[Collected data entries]
PR #636, opened 2022-05-21
Stop anti-sniper hate

TheVilest:
*In the arms of an angel fades into the foreground*

My name is Vile, and i'm here today to stand up for all of the neglected sniper rifles in the Awakened Worlds. For too long have these innocent firearms been subjected to unfair treatment at the hands of their oppressors. For one hundred nuyen a day you can support a sniper that only wants to put a single semi-automatic round through their opponents head at a distance. This outlandish prejudice that supports fully automatic 18-20D assault rifles and machine guns with vastly less dodge'able attacks with APDS (compared to, at most, 14S/14D at max non-dodge modifying attacks) must be stopped in its tracks if we're to move forward into a future where sniper rifles can join hand in hand with all of the other firearms of the world in harmonious tranquility of murder. Gone are the days are improperly calculated vision modifiers of weather and light conditions, and now are the days to embrace our single round "holy fragging hell these are way easier to dodge, lol" breathren in a united front against all of the NPC's we can throw our hard earned APDS rounds at.

Yours truly,
Vile

P.S. - Fight me.

### DIFF
--- a/src/handler.cpp
+++ b/src/handler.cpp
@@ -1062,9 +1062,7 @@ void affect_total(struct char_data * ch)
     }
     // Ranged weapons grant 0 reach if pistol, 2 reach if anything else with a bayonet, 1 reach for all other categories.
     else {
-      if (GET_WEAPON_SKILL(weapon) != SKILL_PISTOLS)
-      if (GET_WEAPON_SKILL(weapon) != SKILL_TASERS) // Anything smaller than rifle-sized (shotguns/ARs/rifles) has 0 reach. - Vile
-      if (GET_WEAPON_SKILL(weapon) != SKILL_SMG) // That goes for you too, SMG's. - Vile
+      if (GET_WEAPON_SKILL(weapon) != SKILL_PISTOLS && GET_WEAPON_SKILL(weapon) != SKILL_TASERS && GET_WEAPON_SKILL(weapon) != SKILL_SMG) // Cannon Companion page 33 (Or errata if misprint). Page 11 for Improvised Melee table, RIFLE-BUTT has 1 reach. - Vile
         GET_REACH(ch)++;
       struct obj_data *attach = get_obj_proto_for_vnum(GET_WEAPON_ATTACH_UNDER_VNUM(weapon));
       if (attach && GET_ACCESSORY_TYPE(attach) == ACCESS_BAYONET)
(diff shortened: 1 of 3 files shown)


src/handler.cpp
```diff
@@ -1063,6 +1063,8 @@ void affect_total(struct char_data * ch)
     // Ranged weapons grant 0 reach if pistol, 2 reach if anything else with a bayonet, 1 reach for all other categories.
     else {
       if (GET_WEAPON_SKILL(weapon) != SKILL_PISTOLS)
```
luciensadi, line 1065: Chaining the check like this technically works, but it's a lot cleaner to write `if (GWS != pistols && GWS != tasers &&...)`. More readable too.

src/newfight.hpp
```diff
@@ -197,9 +197,11 @@ struct melee_combat_data {
     if (weapon) {
       if (ranged_combat_mode) {
         if (does_weapon_have_bayonet(weapon)) {
+          power += 2;
```
luciensadi, line 200: Why are we adding 2 power? Can you toss in a comment with the source reference?

luciensadi (changes requested):

src/newfight.hpp
TheVilest: Done. Rifle-butts do +2, pistol whipping is only +1, no differentiation between the two in code atm.

src/newfight.hpp
```diff
@@ -197,9 +197,11 @@ struct melee_combat_data {
     if (weapon) {
       if (ranged_combat_mode) {
         if (does_weapon_have_bayonet(weapon)) {
+          power += 2; // Cannon Companion page 33 table, bayonet is listed as +2 Power (or errata if misprinted) -Vile
           dam_type = TYPE_PIERCE;
           skill = SKILL_POLE_ARMS;
         } else {
+          power += 2; // Cannon Companion page 11 table, rifle-butt is listed as +2 Power. -Vile
```
luciensadi, line 204: What about pistol butt etc? This applies to all ranged weapons if it's done here. If they're all supposed to have +2, that's fine.

TheVilest: Pistol is supposed to only be +1 in comparison

luciensadi:
Thanks for this!

PR #637, opened 2022-05-27
Followup to sniper rifles change

UndeadNappist:
Just some probe information/comments cleanup as a followup to another PR.


luciensadi:
Thanks!

PR #638, opened 2022-05-28
Fomori Shopkeeper Buff

UndeadNappist:
You're paying extra build points to be worse than a bog-standard troll, especially considering the Charisma attribute has a smaller number of uses and is much more niche than the Body, Strength, and impact armor you give up.

Fomori are explicitly noted as 'being more attractive' and 'magically active', so now you won't have to feel baited for picking them to negotiate with merchants.

I decided that lowering the cost to be magically active is already covered by charisma and would be way too strong.

### DIFF
--- a/src/newshop.cpp
+++ b/src/newshop.cpp
@@ -1022,6 +1022,7 @@ void shop_buy(char *arg, size_t arg_len, struct char_data *ch, struct char_data 
         case RACE_ORK:
         case RACE_TROLL:
         case RACE_DWARF:
+        case RACE_FOMORI:
           break;
         default:
           target += 4;


luciensadi:
Fomori are still great conjurers, and still retain the troll reach bonus etc, so a melee conjurer build is done best with these. I'm thinking they're not all that disadvantaged.

UndeadNappist:
> Fomori are still great conjurers, and still retain the troll reach bonus etc, so a melee conjurer build is done best with these. I'm thinking they're not all that disadvantaged.

That's a pretty fair point, I was just thinking of opening up the space for people to play non-mages, particularly as (sadly) shaman summons have limited uses in MUD. You could make the same argument for Oni (+1 willpower), but willpower has broader implications and impacts combat pool.

luciensadi:
I think there's plenty of space for people to play non-mages, they just have to deal with the prejudice inherent in the system for being rare metavariants. I think I'll leave this one as canon for the time being. Thanks for the PR!

PR #640, opened 2022-06-02
Lightens restriction on shop carrying

UndeadNappist:
Strength will still have an impact as it flat checks your carry amount, but shopkeepers will now ignore anything else you're carrying.

This means you do still need a certain threshold of strength to purchase (and carry!) certain heavier items, enables newbies to buy up all the mounts/goods that they can want to carry, and makes shopping less annoying in general.

### DIFF
--- a/src/newshop.cpp
+++ b/src/newshop.cpp
@@ -655,7 +655,7 @@ bool shop_receive(struct char_data *ch, struct char_data *keeper, char *arg, int
       send_to_char("You can't carry any more items.\r\n", ch);
       return FALSE;
     }
-    if (IS_CARRYING_W(ch) + GET_OBJ_WEIGHT(obj) > CAN_CARRY_W(ch)) {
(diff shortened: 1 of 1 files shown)


luciensadi:
Have you tested this? I remember the overburdened state being a pain, stopping you from doing things like getting things from containers you're carrying etc, but I don't recall if this was fixed or not.

UndeadNappist:
> Have you tested this? I remember the overburdened state being a pain, stopping you from doing things like getting things from containers you're carrying etc, but I don't recall if this was fixed or not.

It still does all that, and you also won't be able to do things like pull ammo boxes out of your bullet pants, and I also left in the check for seeing if you can actually carry that number of items. Should I change them?

UndeadNappist:
Turns out I was wrong about both; even when overburdened you can still shuffle your inventory around just fine.

luciensadi:
Let's give it a shot then

PR #641, opened 2022-06-03
Enables flare compensation power

UndeadNappist:
Flare compensation power is no longer NERP. Comes with bonus bugfix for adept vision magnification.


luciensadi:
Thanks for this!

PR #642, opened 2022-06-11
Update spec_assign.cpp

UndeadNappist:
Siggy and Toh now have flare comp adept power and it's pulled out of the NERPcropolis.

Refshuffled the metamagics to more appropriate trainers that fit their themes and their rooms' themes.


UndeadNappist:
And an extra fix for anchoring, the NERP metamagic.

src/awake.hpp
```diff
@@ -739,7 +738,8 @@ enum {
 #define META_QUICKENING    6
 #define META_REFLECTING    7
 #define META_SHIELDING    8
-#define META_MAX    9
+#define META_ANCHORING    9
+#define META_MAX    10
```
luciensadi, line 742: Whenever you change something in this file, you also usually need to change constants.cpp. To do that, search that for 'anchoring' and update the array accordingly, leaving some placeholder string in the current spot where anchoring is so the ordering doesn't get messed up.

src/spec_assign.cpp
```diff
@@ -36,12 +36,12 @@ struct train_data trainers[] = {
 /* if they teach < 5 skills, put a 0 in the remaining skill slots    */
 /* available levels are NEWBIE (4), AMATEUR (6/7), and ADVANCED (10/11)   */
 struct teach_data metamagict[] = {
-                       { 24806, { META_REFLECTING, 0, 0, 0, 0, 0, 0, 0 }, "", 0 },
-                         { 4250, { META_CLEANSING, 0, 0, 0, 0, 0, 0, 0 }, "", 0 },
-                         { 4251, { META_MASKING, 0, 0, 0, 0, 0, 0, 0 }, "", 0 },
+                       { 24806, { META_MASKING, 0, 0, 0, 0, 0, 0, 0 }, "", 0 },
```
luciensadi, line 39: What's the rationale behind these changes?

luciensadi (changes requested):

src/spec_assign.cpp
UndeadNappist: Masking is the most common and assigned as a generalist to the more obviously positioned trainers, the two reflecting trainers are identical mobs, cleansing was given to a mob who occupies one of the solitary clean rooms in the middle of grotesque squalor.

Essentially, flavor.

src/awake.hpp
UndeadNappist: Got it! Thanks for the help.

luciensadi (approved):

PR #643, opened 2022-06-26
Treat buff

UndeadNappist:
You can now treat yourself and other people even if they aren't prone. Limitations on time and whether they're in combat still applies.

### DIFF
--- a/src/act.other.cpp
+++ b/src/act.other.cpp
@@ -2091,14 +2091,8 @@ ACMD(do_treat)
     return;
   }
 
-  if (vict == ch) {
-    send_to_char("You can't treat yourself!\r\n", ch);
-    return;
-  } else if (CH_IN_COMBAT(vict)) {
+  if (CH_IN_COMBAT(vict)) {
     act("Not while $E's fighting!", FALSE, ch, 0, vict, TO_CHAR);
-    return;
-  } else if (GET_POS(vict) > POS_LYING && !subcmd) {
-    act("$N must at least be lying down to receive first aid.", FALSE, ch, 0, vict, TO_CHAR);
     return;
   } else if (LAST_HEAL(vict) != 0
              || (!IS_NPC(vict)


luciensadi:
I'm not sure about this one, treating someone from 1/10 health involves some pretty serious work that the average person can't do on themselves, especially while standing. We already have accelerated healing rates due to not having hunger etc, are players complaining about it being too slow?

UndeadNappist:
> I'm not sure about this one, treating someone from 1/10 health involves some pretty serious work that the average person can't do on themselves, especially while standing. We already have accelerated healing rates due to not having hunger etc, are players complaining about it being too slow?

Had complaints about it being silly you couldn't treat yourself, especially given how it's objectively worse than magical healing and other effects, which I couldn't disagree with. I could put a health threshold on it. I also have some more medical ideas kicking around, this was just the most simple to address.
Personally, I don't think it'll make much of a difference either way. Healing is pretty fast as you said.

jdevnull:
I think it's less a question of self-treating from 1/10, and more a question of how smaller injuries affect game play. If a character takes light or medium wounds early in one of the more combat extensive autoruns, then a spellcaster patches that up with a heal spell, or an adept makes it disappear in a minute or two with rapid healing. A mundane, however, has the choice of pushing on with the associated penalties, or risking respawns by waiting for that to heal naturally.

In this sort of situation, healing from 1/10 is not exactly meaningful, as the current mud mechanics means that such a character would not be able to heal more than a fixed 3 boxes on success (additional successes have no effect... I also feel that boxes healed should scale with successes, but that's a different topic), so they're still at the seriously wounded stage for the purposes of penalties and pushing on would still be suicidal.

Arguing from a different angle, SR3 does not have a rule preventing self-treating, just an understanding that it is more difficult to self-treat because of wound penalties. Yes, healing mechanics in-mud are intentionally quite different from tabletop, but the additional restriction against self-treating feels arbitrary.

luciensadi:
Well-reasoned, I'll add this in.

> AIM OF THE EXERCISE: Answer with one number: how many lines of the entries above include the word "like".

> EXERCISE ANSWER: 4